==== Supplied material
PR #98, opened 2018-11-13
refactor(login-sso): avoid query params in authorize url, use session storage and state nonce

emmenko:
Long story short: redirecting to the IdP `/authorize` endpoint with the `redirect_url` with some query parameters does not guarantee that those params are sent back.
Since we rely on the `organizationId` to authorize the user, we need to be able to "get it" back when the IdP redirects to our `/login/sso/callback` route.

Following [the tips in here](https://auth0.com/docs/protocols/oauth2/oauth-state#how-to-use-the-parameter-to-restore-application-state) I refactored the code a bit to store the `organizationId` as a "state" object within the `nonce` in the ~~`localStorage`~~ `sessionStorage`.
========
Exercise requirements.
Where does the string "params" occur in the material? Copy every line where it does.

Exercise result.
refactor(login-sso): avoid query params in authorize url, use session storage and state nonce
Long story short: redirecting to the IdP `/authorize` endpoint with the `redirect_url` with some query parameters does not guarantee that those params are sent back.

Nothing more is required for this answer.